(Collected data entries)

PR #1529, opened 2016-03-04
Print the successful results of UniformBlockCase cases.

xhcao:


kenrussell:
Thanks. We may want to handle this more generally in the future somehow, but fixing it for these tests sounds good.

PR #1530, opened 2016-03-04
Backport: Deleted buffer should be invalid

qkmiao:
When a buffer is deleted, its name immediately becomes invalid. But the
continue using the object.


zhenyao:
lgtm. thx.

PR #1531, opened 2016-03-04
Add a helpful post-commit hook for spec editing

Oletus:
The hook notifies the user if they've changed
specs/latest/*/index.html files but haven't changed the line with the
date, identified by the "Editor's Draft" string in the script.

It's implemented as a post-commit hook so it also runs on git commit
--amend. Users should link or copy it to their .git/hooks/ directory.

### DIFF
--- a/other/post-commit
+++ b/other/post-commit
@@ -1,0 +1,38 @@
+#!/bin/sh
+#
+# Copyright (c) 2016 The Khronos Group Inc.
+#
+# Permission is hereby granted, free of charge, to any person obtaining a
+# copy of this software and/or associated documentation files (the
+# "Materials"), to deal in the Materials without restriction, including
+# without limitation the rights to use, copy, modify, merge, publish,
+# distribute, sublicense, and/or sell copies of the Materials, and to
+# permit persons to whom the Materials are furnished to do so, subject to
+# the following conditions:
+#
+# The above copyright notice and this permission notice shall be included
+# in all copies or substantial portions of the Materials.
+#
+# THE MATERIALS ARE PROVIDED "AS IS", WITHOUT WARRANTY OF ANY KIND,
+# EXPRESS OR IMPLIED, INCLUDING BUT NOT LIMITED TO THE WARRANTIES OF
+# MERCHANTABILITY, FITNESS FOR A PARTICULAR PURPOSE AND NONINFRINGEMENT.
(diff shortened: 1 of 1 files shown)


Oletus:
Made this mistake enough times by now that it would be nice to make it less likely, and this might be helpful for others too :)

Automatically updating the date would be even nicer, but much more effort to implement.

zhenyao:
This is useful.

msc-:
> Automatically updating the date would be even nicer, but much more effort to implement.

It is pretty easy to do this but there are a couple of caveats...
1. There needs to be a marker around the date, e.g. $date$. This sort of marker will be visible in the published document. An invisible alternative would be an html tag, e,g. <date>...</date>. I don't know if a suitable tag exists though.
2. Users who wish to have the automatic updating must make a one time small edit to the .git/config file in their clone of the repo. See http://stackoverflow.com/questions/18329621/storing-git-config-as-part-of-the-repository for details.

msc-:
If the caveats I mentioned are acceptable, I can make the changes and create a PR. Note that this will not be a post-commit hook. It will use smudge and clean filters. Also note that the .git/config file on the Khronos server will need to be edited.

kenrussell:
If they implement the desired behavior, then yes, please:
1. The smudged date must be the actual last modified date -- not the current date.
2. The date has to be completely substituted -- no stuff left over after smudging.

Otherwise I think the goal should be to implement this as a post-commit hook.

Other comments?

msc-:
> If they implement the desired behavior, then yes, please:
> 1. The smudged date must be the actual last modified date -- not the current date.

Obviously. That is the intention and is not a problem. I've done it before.

> 2. The date has to be completely substituted -- no stuff left over after smudging.

I'm not 100% sure what you mean by this. Do you mean no $date ...$? If so, I'm pretty sure I can use `<span id="date">...</span>` to mark where the date should be inserted in the html. This will be invisible to readers of the document. Note that whether its a smudge or a post-commit there needs to be some way to identify where the date is/should go.

msc-:
In case you missed it, I created PR #1545 for automatically updating the date.

kenrussell:
Thank you Mark. Apologies for not having reviewed it yet but I need to test on multiple platforms, Windows in particular. Will do so after GDC.

msc-:
Not a problem. On Windows I think you will need to have the directory containing bash.exe in your %PATH% for it to work properly with the likes of TortoiseGit. From the Git for Windows command there should be no problem.

PR #1532, opened 2016-03-04
Add pixel verification to tex-unpack-params.html

zhenyao:


sdk/tests/conformance2/textures/misc/tex-unpack-params.html
```diff
@@ -42,6 +42,7 @@
 "use strict";
 
 var wtu = WebGLTestUtils;
+var __verbose__ = false;
```
toji: I feel like we already have a common flag for this somewhere? Not a big deal, though.

toji:
LGTM

PR #1536, opened 2016-03-07
unaligned stride is not allowed in WebGL

Richard-Yunchao:
This feature in WebGL differs from that in gles. See the spec in WebGL: https://www.khronos.org/registry/webgl/specs/latest/1.0/index.html#BUFFER_OFFSET_AND_STRIDE. 

This change can fix all remaining bugs in vertexarrays.html in webgl deqp. 

However, the unaligned tests can still pass in native deqp on Linux desktop. Moreover, when I remove the validation code for vertexAttribPointer in command buffer, the unaligned webgl tests can pass too. The underlying driver will not report gl error in this situation. I suppose the driver will re-calculate the stride and discard the one that user provides. 

PTAL. Thanks!


zhenyao:
lgtm

PR #1537, opened 2016-03-07
Add test for ANGLE ambiguous function call bug

Oletus:
HLSL compiler can't resolve between float4 and float2x2 parameters
when determining which overloaded function is being called. ANGLE
exposes this property to ESSL, but ESSL should be able to resolve
which function is being called in this case. Add a test for this.


Oletus:
This test currently fails on Chrome on Windows but passes on Chrome on Linux.

zhenyao:
I thought we always rewrite function name in ANGLE, appending args into the function name, so overloaded functions will have different names?

Oletus:
Nope, the names go through hashing in WebGL, but the function parameter types are not appended to the name. I'll soon submit a fix to ANGLE that does that in the required cases though.

PR #1538, opened 2016-03-08
There should be at least one enabled vertex attribute array that has a divisor of zero

Richard-Yunchao:
This feature differs from that in gles.
This limitation is added to keep compatible with D3D.
See the WebGL spec: https://www.khronos.org/registry/webgl/specs/latest/2.0/index.html#5.6. 

This change removed the test cases when no vertex divisor equals to zero during drawing. It can fix some bugs in draw.html in WebGL deqp tests. PTAL.

### DIFF
--- a/sdk/tests/deqp/functional/gles3/es3fDrawTests.js
+++ b/sdk/tests/deqp/functional/gles3/es3fDrawTests.js
@@ -1004,6 +1004,7 @@ goog.scope(function() {
             if (!spec.valid())
                 continue;
 
+            var hasZeroDivisor = false;
             for (var attrNdx = 0; attrNdx < attributeCount;) {
                 /** @type {boolean} */ var valid;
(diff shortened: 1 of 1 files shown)


sdk/tests/deqp/functional/gles3/es3fDrawTests.js
```diff
@@ -1030,12 +1031,19 @@ goog.scope(function() {
...
 
             // Do not collapse all vertex positions to a single positions
-            if (spec.primitive != glsDrawTests.DrawTestSpec.Primitive.POINTS)
+            if (spec.primitive != glsDrawTests.DrawTestSpec.Primitive.POINTS) {
                 spec.attribs[0].instanceDivisor = 0;
+                hasZeroDivisor = true;
+            }
+
+            if (hasZeroDivisor == false)
+                continue;
```
zhenyao: Can you add a comment here explaining why we skip such test cases?

Richard-Yunchao:
Thanks for your review, Zhenyao. The comment has been added. PTAL. @zhenyao

zhenyao:
Thanks.  Looks good to me.

PR #1539, opened 2016-03-09
Test the deletion of buffers that are attached to the currently bound VAO

bkotzz:
We want to bind the VAO before deleting the buffers. This means the deleteBuffer calls are attempting to delete the buffers currently attached to the VAO. In this case, the spec mandates that the underlying object should not be deleted, as they are still in use. The previous code was always deleting buffers that were not attached to the current VAO. This change exposes bugs in both Chrome and Firefox.

### DIFF
--- a/sdk/tests/conformance2/vertex_arrays/vertex-array-object.html
+++ b/sdk/tests/conformance2/vertex_arrays/vertex-array-object.html
@@ -476,17 +476,22 @@ function runDeleteTests() {
     // delete the color buffers AND the position buffer.
     gl.bindVertexArray(null);
     for (var ii = 0; ii < colorBuffers.length; ++ii) {
-      gl.deleteBuffer(colorBuffers[ii]);
-      gl.deleteBuffer(elementBuffers[ii]);
       gl.bindVertexArray(vaos[ii]);
-      var boundBuffer = gl.getVertexAttrib(1, gl.VERTEX_ATTRIB_ARRAY_BUFFER_BINDING);
+
+      gl.deleteBuffer(colorBuffers[ii]);
+      gl.deleteBuffer(positionBuffer);
+
       // The buffers should still be valid at this point, since it was attached to the VAO
-      if(boundBuffer != colorBuffers[ii]) {
+      var boundPositionBuffer = gl.getVertexAttrib(0, gl.VERTEX_ATTRIB_ARRAY_BUFFER_BINDING);
+      if(boundPositionBuffer != positionBuffer) { 
+        testFailed("buffer removed too early");
+      }
+      var boundColorBuffer = gl.getVertexAttrib(1, gl.VERTEX_ATTRIB_ARRAY_BUFFER_BINDING);
+      if(boundColorBuffer != colorBuffers[ii]) { 
         testFailed("buffer removed too early");
       }
     }
-    gl.deleteBuffer(positionBuffer);
-
+	
     // Render with the deleted buffers. As they are referenced by VAOs they
     // must still be around.
     for (var ii = 0; ii < colors.length; ++ii) {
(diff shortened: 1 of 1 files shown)


sdk/tests/conformance2/vertex_arrays/vertex-array-object.html
```diff
@@ -476,17 +476,22 @@
     // delete the color buffers AND the position buffer.
     gl.bindVertexArray(null);
     for (var ii = 0; ii < colorBuffers.length; ++ii) {
-      gl.deleteBuffer(colorBuffers[ii]);
-      gl.deleteBuffer(elementBuffers[ii]);
```
zhenyao: Can we not remove this line?

sdk/tests/conformance2/vertex_arrays/vertex-array-object.html
```diff
@@ -476,17 +476,22 @@
     // delete the color buffers AND the position buffer.
     gl.bindVertexArray(null);
```
zhenyao: This line is useless now.

bkotzz: That's true

sdk/tests/conformance2/vertex_arrays/vertex-array-object.html
bkotzz: If we want to delete element buffers too, shouldn't we check if they're still valid? And then make sure they're invalid after the draw call?

Also, this loop only runs three times, but we have 4 separate VAOs with their own element buffers, should we delete for the fourth one as well?

sdk/tests/conformance2/vertex_arrays/vertex-array-object.html
```diff
@@ -476,17 +476,22 @@
...
     for (var ii = 0; ii < colorBuffers.length; ++ii) {
-      gl.deleteBuffer(colorBuffers[ii]);
-      gl.deleteBuffer(elementBuffers[ii]);
       gl.bindVertexArray(vaos[ii]);
-      var boundBuffer = gl.getVertexAttrib(1, gl.VERTEX_ATTRIB_ARRAY_BUFFER_BINDING);
+
+      gl.deleteBuffer(colorBuffers[ii]);
+      gl.deleteBuffer(positionBuffer);
```
qkmiao: When a buffer, texture, or renderbuffer object is deleted, it is unbound from any
bind points it is bound to in the current context. Since you move deleteBuffer after bindVertexArray, these buffers are  unbound from VAO. You cannot use these buffers below. See https://www.khronos.org/registry/gles/specs/3.0/es_spec_3.0.4.pdf, page 315 "D.1.2 Automatic Unbinding of Deleted Objects".

bkotzz: Maybe I'm misunderstanding the spec here, but in D.1.3, it says the buffer won't be deleted while it is in use, and it defines "in use" as a buffer object being attached to a VAO

---

When a buffer, texture, sampler, renderbuffer, query, or sync object is deleted, its
name immediately becomes invalid (e.g. is marked unused), but the underlying
object will not be deleted until it is no longer in use. A buffer, texture, sampler, or
renderbuffer object is in use while it is attached to any container object (such as a
buffer object attached to a vertex array object, or a renderbuffer or texture attached
to a framebuffer object) or bound to a context bind point in any context.

bkotzz: My understanding here is that there is an automatic unbinding when an object is **deleted**, but an object can't be **deleted** while it is still in use

qkmiao: If the buffer is automatic unbound, it should be not "in use" status. 
You can first deleteBuffer then bindVertexArray. You can see the deleted buffer can still be used.

kenrussell: If the VAO is bound to the current context (via bindVertexArray), *then* the buffer is supposed to be automatically unbound from the VAO during DeleteBuffers. Otherwise, the DeleteBuffers call is supposed to act as an "unref" operation, but the buffer is supposed to remain alive until the VAO is deleted.

Firefox and Chrome are correctly reporting that the test fails with this pull request applied -- the pull request is incorrect, sorry.

PR #1540, opened 2016-03-10
Fix fragment shader to work for GPUs with no highp support.

willeastcott:


kenrussell:
Thanks Will. I meant to get to this today but ran out of time. Thanks for contributing the fix.

PR #1541, opened 2016-03-10
Only delete buffers that are not bound in the current context

bkotzz:
When the loop ends, vao[2] is bound to the current context, so when we delete the position buffer, it should be unbound, and therefore unusable in the subsequent draw call for vao[2]. Since all VAOs have a position buffer attached, we bind null before deleting the position buffer, so that all VAOs still have a bound position buffer for the draw call.


bkotzz:
As a follow up, Chrome was successfully able to draw even though the position buffer should have been unbound. Are we interested in adding tests where we delete buffers that are bound to the current context, and check that they automatically get unbound?

kenrussell:
Yes, definitely. Please add more tests like this. Thanks.

PR #3422, opened 2022-06-03
Max uniform blocks

greggman:


kenrussell:
> This tests actually using the maximum number of uniform blocks. I didn't see any tests that do this. I tested on MacOS M1, MacOS Intel, iOS, Windows NVidia in both Firefox and Chrome and didn't see any issues.

Is there an ANGLE or Chromium bug that the commit message can reference?

greggman:
no there's no bug. it just wasn't tested AFAICT.

kenrussell:
Sounds fine. Still referenced https://anglebug.com/7280 in the commit message.

kenrussell:
Attempting to roll forward WebGL conformance in Chromium to incorporate this test, it's failing on Android, macOS and Windows:

https://ci.chromium.org/ui/p/chromium/builders/try/android_optional_gpu_tests_rel/b8809128773665191121/overview
https://ci.chromium.org/ui/p/chromium/builders/try/mac_optional_gpu_tests_rel/84568/overview
https://ci.chromium.org/ui/p/chromium/builders/try/win_optional_gpu_tests_rel/86989/overview

The test seems incorrect in that it assumes the shader compilation and program linking succeed. Per specification, these are allowed to fail for essentially any reason. It does seem that there are bugs in implementations - an assert is hit in ANGLE's D3D backend which is the cause of the Windows failure - but given that the test has this issue, I'm going to revert the test while this is investigated asynchronously.

PR #3423, opened 2022-06-04
Use SVG logos

lexaknyazev:


kdashg (approved):

kenrussell:
Thanks, looks good in Firefox, Safari and Chrome.

Wondering whether we should update image references in the most recent spec snapshots too, since the CSS picks up the higher-resolution Khronos Specification sidebar but not the logos.

kenrussell (approved):

PR #3424, opened 2022-06-06
Add more cases to invalidate-framebuffer test

greggman:
These new cases fail on the Metal backend

See Issue: https://anglebug.com/7397


kenrussell (approved):
Nice work on these.

Could you please edit the commit message and point to a bug that this PR is associated with? For example,

"Associated with http://crbug.com/angleproject/xyzw ."

Thanks.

Task details
Whenever the string "becomes" turns up in a line of the data, copy that line.

Reply
When a buffer is deleted, its name immediately becomes invalid. But the
name immediately becomes invalid (e.g. is marked unused), but the underlying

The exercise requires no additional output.